PR #3168, opened 2026-02-24
TheWire: Fix UI

jolavillette:
# Resolve UI Freezes in "The Wire" feature
## Description
This PR addresses recurring UI freezes associated with "The Wire" feature. The root cause was identified as synchronous, blocking calls to the background service (`rsWire->getGroups`) performed on the main UI thread. These freezes occurred not only when viewing the "The Wire" tab but also in the background due to event handlers triggering data refreshes upon receiving network updates.
## Changes
- **Asynchronous Data Loading**: Refactored `WireDialog::requestGroupData` to use `RsThread::async` for fetching group data in a background thread.
- **Thread-Safe UI Updates**: Used `RsQThreadUtils::postToObject` to safely update the UI components from the background thread once data is available.
- **Non-Blocking Actions**: Converted [subscribe], [unsubscribe], and [PVHfollow] methods to be asynchronous to prevent minor stalls during user interactions.
- **Code Optimization**: Updated `WireDialog::updateGroups` to take a `const std::vector<RsWireGroup>&` to improve efficiency and ensure compatibility with the new asynchronous patterns.

### DIFF
--- a/retroshare-gui/src/gui/TheWire/WireDialog.cpp
+++ b/retroshare-gui/src/gui/TheWire/WireDialog.cpp
@@ -553,7 +553,7 @@ void WireDialog::deleteGroups()
 			std::cerr << std::endl;
 
 			item = alayout->takeAt(i);
-			delete item->widget();
+			item->widget()->deleteLater();
 			delete item;
 		}
 		else
@@ -936,7 +936,7 @@ void WireDialog::clearTwitterView()
 			std::cerr << std::endl;
 
 			item = alayout->takeAt(i);
-			delete item->widget();
+			item->widget()->deleteLater();
 			delete item;
 		}
 		else
--- a/retroshare-gui/src/gui/TheWire/WireDialog.cpp
+++ b/retroshare-gui/src/gui/TheWire/WireDialog.cpp
@@ -431,14 +431,20 @@ bool WireDialog::setupPulseAddDialog()
 
 void WireDialog::subscribe(RsGxsGroupId &groupId)
 {
-	uint32_t token;
-	rsWire->subscribeToGroup(token, groupId, true);
+	RsThread::async([groupId]()
+	{
+		uint32_t token;
+		rsWire->subscribeToGroup(token, groupId, true);
+	});
 }
 
 void WireDialog::unsubscribe(RsGxsGroupId &groupId)
 {
-	uint32_t token;
-	rsWire->subscribeToGroup(token, groupId, false);
+	RsThread::async([groupId]()
+	{
+		uint32_t token;
+		rsWire->subscribeToGroup(token, groupId, false);
+	});
 }
 
 void WireDialog::notifyGroupSelection(WireGroupItem *item)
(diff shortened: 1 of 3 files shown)


retroshare-gui/src/gui/TheWire/WireDialog.cpp
```diff
@@ -431,14 +436,20 @@ bool WireDialog::setupPulseAddDialog()
 
 void WireDialog::subscribe(RsGxsGroupId &groupId)
 {
-	uint32_t token;
-	rsWire->subscribeToGroup(token, groupId, true);
+	RsThread::async([groupId]()
+	{
+		uint32_t token;
+		rsWire->subscribeToGroup(token, groupId, true);
```
csoler: plz do not use tokens in the UI. If needed add in p3wire and rswire the proper API to do all the token-related stuff in libretroshare.

jolavillette: done, see libretroshare pr/276

TheWire: Use new token-free subscribe API

Replace subscribeToGroup(token, ...) calls with simplified subscribe() 
API that doesn't require token management in UI code.

Co-Authored-By: Claude <noreply@anthropic.com>

retroshare-gui/src/gui/TheWire/WireDialog.cpp
```diff
@@ -547,7 +556,7 @@ void WireDialog::deleteGroups()
 			std::cerr << std::endl;
 
 			item = alayout->takeAt(i);
```
csoler, line 558: First time I see this. delete item is not sufficient? It seems to me that QTreeWidgetItem holds the memory for it's own widget.

jolavillette: the AI answered this:

"Hi @csoler,

You are absolutely right that a QTreeWidgetItem manages the memory for its own widget. However, in this specific function (WireDialog::deleteGroups()), item is NOT a QTreeWidgetItem.

If you look closely at lines 546-551:

QLayout *alayout = ui.groupsWidget->layout();
QLayoutItem *item;
// ...
item = alayout->takeAt(i);
item is actually a QLayoutItem, which we retrieve by taking it out of a QLayout (not a QTreeWidget).

When you call takeAt() on a QLayout, it removes the layout item from the layout, but it does not delete the item, nor does it delete the underlying widget it manages. We have to delete both manually to avoid memory leaks.

As for why I used item->widget()->deleteLater() instead of a direct delete item->widget(): In Qt, using a forced 
delete on a widget that might still be processing events or signals in the event loop (like UI updates happening in the background during deleteGroups()) can cause unexpected crashes. Using deleteLater() schedules the widget for deletion safely at the end of the current event loop iteration, preventing these crashes."

csoler: my question is rather than when you delete the layout item, it will also delete its content, so you shouldn't have to call deleteLater() on it anyway.

jolavillette: again the AI, not me:

"I understand why you would think that, as it's a very common Qt intuition! However, according to the official Qt documentation for QLayoutItem::~QLayoutItem(): 'Destroys the QLayoutItem. This does not destroy the child widget, child layout, or child layout item. It is the caller's responsibility to delete them.'

Because QLayoutItem is just a wrapper and not a QObject that takes memory ownership of its widget, delete item only frees the item wrapper. If we don't call deleteLater() on the widget itself, the widget remains alive in the parent's memory tree and accumulates invisibly every time we refresh the groups. Therefore, deleting both the item and its widget is necessary here."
==========
**TASK DESCRIPTION**
What you return should be the lines from the beginning of the records through the one that contains "## Description", repeated exactly and with no additions.

**TASK ANSWER**
PR #3168, opened 2026-02-24
TheWire: Fix UI

jolavillette:
# Resolve UI Freezes in "The Wire" feature
## Description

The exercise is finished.